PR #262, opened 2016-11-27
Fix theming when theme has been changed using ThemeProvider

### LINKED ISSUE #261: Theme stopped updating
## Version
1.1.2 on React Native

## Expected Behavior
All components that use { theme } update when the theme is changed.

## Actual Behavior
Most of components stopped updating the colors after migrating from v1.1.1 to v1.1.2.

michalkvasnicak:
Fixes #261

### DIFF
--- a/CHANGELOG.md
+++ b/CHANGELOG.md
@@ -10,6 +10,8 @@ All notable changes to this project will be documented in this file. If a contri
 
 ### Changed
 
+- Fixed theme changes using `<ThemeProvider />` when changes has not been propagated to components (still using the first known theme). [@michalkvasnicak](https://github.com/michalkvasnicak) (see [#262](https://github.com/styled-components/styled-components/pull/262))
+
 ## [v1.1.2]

==============================

◆ YOUR GOAL
Look through the data above for the string "been" and copy every line where it appears.

◆ ANSWER SPACE
Fix theming when theme has been changed using ThemeProvider
+- Fixed theme changes using `<ThemeProvider />` when changes has not been propagated to components (still using the first known theme). [@michalkvasnicak](https://github.com/michalkvasnicak) (see [#262](https://github.com/styled-components/styled-components/pull/262))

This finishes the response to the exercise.